La escalada de los precios puede echar al traste el rebote esperado del consumo, porque erosiona el poder adquisitivo de las familias y desinfla la bolsa de sobreahorro generado por la pandemia —algo que garantizaba la expansión—. Otro riesgo: nos jugamos la viabilidad de parte del tejido empresarial, que no puede seguir indefinidamente comprimiendo márgenes para amortiguar el encarecimiento de los costes de producción. Y si los traslada a los precios finales, se arriesga a una pérdida de competitividad internacional. En 2021, los beneficios se situaban todavía un 8,6% por debajo del nivel prepandemia, y en el caso de las empresas no energéticas la brecha es mucho mayor. Finalmente, la pugna que se está desatando por la recuperación del poder adquisitivo provoca malestar social —evidenciado por la fuerte contracción del índice de confianza del consumidor de marzo— y exacerba la vulnerabilidad de los colectivos desfavorecidos.   

Urge, por tanto, atajar los factores que explican el diferencial de inflación, entre los que destaca como ya es sabido nuestra factura de la luz. El IPC de la electricidad está desbocado, incluso con respecto a Portugal que sin embargo comparte el mismo mercado mayorista —sin duda, la predominancia de contratos a largo plazo en el país vecino garantiza una relativa estabilidad ante los altibajos del mercado—.  

El elevado peso de la energía en nuestro aparato productivo es otro factor importante (y menos comentado), ya que amplifica el incremento de los precios. Los hogares españoles gastan proporcionalmente más en productos energéticos que la mayoría de sus homólogos europeos (solo Alemania nos supera, pero en ese país los precios crecen la mitad que en España). Y las empresas españolas son también relativamente intensivas en suministros energéticos. Todo ello explica por ejemplo que en Italia el alza de precios energéticos, pese a superar los registros de nuestro país, tenga una menor repercusión en el IPC total. 

El tercer determinante del diferencial de precios atañe a la inflación subyacente. Las presiones de costes en las cadenas productivas se van trasladando poco a poco a los precios finales. Excluyendo la energía y los alimentos frescos, el IPC subió en marzo hasta el 3,4%, superando la media de la eurozona por segundo mes. La brecha se amplía, y de perdurar esa tendencia, es una amenaza seria para la posición competitiva de las empresas y el empleo.  

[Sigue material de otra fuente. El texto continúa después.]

PR #3651, opened 2026-06-22
Add Canadian tax-exclusive plans to the new-product-api product list

andrade0:
## What does this change?

The product catalog that new-product-api returns to Salesforce now includes the Canadian tax-exclusive variants of Digital Plus and All Access Digital (Supporter Plus), so CSRs can see and pick them when setting up an acquisition. Each new plan only carries a CAD payment plan since these are Canada-only. The four new plan ids are `digipack_annual_tax_exclusive`, `digipack_monthly_tax_exclusive`, `annual_supporter_plus_tax_exclusive` and `monthly_supporter_plus_tax_exclusive`, wired to their Zuora rate plan ids for both CODE and PROD.

Each new plan also carries a new plan-level `enabledForBillingCountries` field set to `[ "Canada" ]`, which Graham asked for. It mirrors the existing product-level `enabledForDeliveryCountries`, but on the plan rather than the product. It's an Option, so it only appears on these four plans and stays absent on every other plan.

This is the first of two PRs for the CA sales tax CSR work. A follow-up will add a `taxMode` field to paymentPlans so Salesforce can tell which plans are tax-exclusive. The tax amount itself stays out of the catalog by design, Salesforce works it out per province using the existing sales-tax-api.

Unit tested. The catalog serialisation snapshot test was updated and the full new-product-api suite passes locally. Nothing deployed to CODE yet. The new plans are catalog-only and aren't meant to be created through this API's add-subscription endpoint, since acquisition happens via Zuora Quotes in Salesforce; the charge lookups there are Option-based, so an unsupported plan returns an error rather than failing.

Salesforce can read the new plans from the catalog, see they're billable in Canada, and CSRs can select the Canadian tax-exclusive plans. Once the follow-up taxMode change lands they'll be able to show the right tax messaging too.

Low risk, the change is additive. Existing plans and pricing are untouched, and the new plans only appear with CAD pricing and a Canada billing restriction. They do become valid plan names for the add-subscription endpoint, but that path isn't used for them and fails safely if it ever is.

### DIFF
--- a/handlers/new-product-api/src/main/scala/com/gu/newproduct/api/productcatalog/plans/DigitalPackPlans.scala
+++ b/handlers/new-product-api/src/main/scala/com/gu/newproduct/api/productcatalog/plans/DigitalPackPlans.scala
@@ -1,6 +1,11 @@
 package com.gu.newproduct.api.productcatalog.plans
 
-import com.gu.newproduct.api.productcatalog.PlanId.{DigipackAnnual, DigipackMonthly}
+import com.gu.newproduct.api.productcatalog.PlanId.{
+  DigipackAnnual,
+  DigipackAnnualTaxExclusive,
+  DigipackMonthly,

El plan de choque aprobado en fechas recientes incorpora medidas fiscales susceptibles de rebajar la presión, y ayudas tanto a colectivos vulnerables como a sectores electrointensivos. La más efectiva, entre las que se han anunciado, podría ser sin embargo otra: la imposición de un tope al precio del gas que entra en la generación de electricidad, todavía en proceso de negociación con Bruselas. 

Conviene además tener en cuenta los daños colaterales de algunas de las medidas, como la rebaja de los carburantes: una iniciativa que, si bien sigue la senda de otros países, no atiende las necesidades de la adaptación a la crisis energética. Ésta exige a la vez focalización y un esfuerzo inversor para reducir la elevada intensidad energética de nuestra economía. El plan reconoce la necesidad de tales medidas de eficiencia, pero no aporta cuantificación ni calendario. 

Sin embargo, es crucial emprender rápidamente una desescalada del IPC, por muy gradual que sea, para evitar un desanclaje de las expectativas y abrir el paso a un pacto del conjunto de rentas. Esa es sin duda la mejor manera de contener la pugna inflacionista y afrontar una geopolítica cargada de incertidumbres. 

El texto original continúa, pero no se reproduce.